[[ PROVIDED RECORDS, beginning ]]

PR #1727, opened 2025-09-09
strategy: add arguments wait_for_systemd and systemd_timeout

joergho:
**Description**

```
Add the following arguments to the strategies BareboxStrategy, ShellStrategy and UBootStrategy:

- wait_for_systemd: If True, wait for all systemd services to be up and running when transitioning to the "shell" state default: True
- systemd_timeout: Timeout to wait for systemd services in seconds default: 30
```

Before the change, the `systemctl is-system-running --wait` command was called unconditionally with default timeout (30 seconds).

This does not cover the following scenarios:
1. Maybe the user does not want to execute the check at all (maybe systemd is not even used on the device)?
    - this is what the `wait_for_systemd` attribute is for
2. Or maybe the user wants to have a higher timeout because a certain service takes very long to start?
    - this is what the `systemd_timeout` attribute is for

**Checklist**
- [ ] Tests for the feature 

- [ ] PR has been tested

### DIFF
--- a/doc/configuration.rst
+++ b/doc/configuration.rst
@@ -3458,6 +3458,11 @@ the "shell" state:
 This command would transition from the bootloader into a Linux shell and
 activate the `ShellDriver`_.
 
+Arguments:
+  - wait_for_systemd (bool, default=True): If True, wait for all systemd services
+    to be up and running when transitioning to the "shell" state
+  - systemd_timeout (int, default=30): Timeout to wait for systemd services in seconds
+
 ShellStrategy
 ~~~~~~~~~~~~~
 A :any:`ShellStrategy` has three states:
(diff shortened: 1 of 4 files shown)


joergho:
> This seems useful. How did you test it?

@threexc I tested it manually.

Environment for testing:

1. wrote an environment config file which works with my device and set the `UBootStrategy` arguments accordingly (see below)
2. created a dummy test similar to the `test_shell` test using the `shell_command` fixture from the [documentation](https://labgrid.readthedocs.io/en/latest/usage.html#strategy-fixture-example)
3. Ran pytest with `-vv` argument (e.g. `pytest --lg-env myconfig.yml test_shell.py -vv`) to see the steplogger output.

Things I checked:

1. Set `wait_for_systemd=False` in myconfig.yml and checked that `systemctl is-system-running --wait` is not executed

[[ PROVIDED RECORDS, end ]]

_WORK REQUEST:_
Output all of the material exactly.

_ANSWER SECTION:_
PR #1727, opened 2025-09-09
strategy: add arguments wait_for_systemd and systemd_timeout

joergho:
**Description**

```
Add the following arguments to the strategies BareboxStrategy, ShellStrategy and UBootStrategy:

- wait_for_systemd: If True, wait for all systemd services to be up and running when transitioning to the "shell" state default: True
- systemd_timeout: Timeout to wait for systemd services in seconds default: 30
```

Before the change, the `systemctl is-system-running --wait` command was called unconditionally with default timeout (30 seconds).

This does not cover the following scenarios:
1. Maybe the user does not want to execute the check at all (maybe systemd is not even used on the device)?
    - this is what the `wait_for_systemd` attribute is for
2. Or maybe the user wants to have a higher timeout because a certain service takes very long to start?
    - this is what the `systemd_timeout` attribute is for

**Checklist**
- [ ] Tests for the feature 

- [ ] PR has been tested

### DIFF
--- a/doc/configuration.rst
+++ b/doc/configuration.rst
@@ -3458,6 +3458,11 @@ the "shell" state:
 This command would transition from the bootloader into a Linux shell and
 activate the `ShellDriver`_.
 
+Arguments:
+  - wait_for_systemd (bool, default=True): If True, wait for all systemd services
+    to be up and running when transitioning to the "shell" state
+  - systemd_timeout (int, default=30): Timeout to wait for systemd services in seconds
+
 ShellStrategy
 ~~~~~~~~~~~~~
 A :any:`ShellStrategy` has three states:
(diff shortened: 1 of 4 files shown)


joergho:
> This seems useful. How did you test it?

@threexc I tested it manually.

Environment for testing:

1. wrote an environment config file which works with my device and set the `UBootStrategy` arguments accordingly (see below)
2. created a dummy test similar to the `test_shell` test using the `shell_command` fixture from the [documentation](https://labgrid.readthedocs.io/en/latest/usage.html#strategy-fixture-example)
3. Ran pytest with `-vv` argument (e.g. `pytest --lg-env myconfig.yml test_shell.py -vv`) to see the steplogger output.

Things I checked:

1. Set `wait_for_systemd=False` in myconfig.yml and checked that `systemctl is-system-running --wait` is not executed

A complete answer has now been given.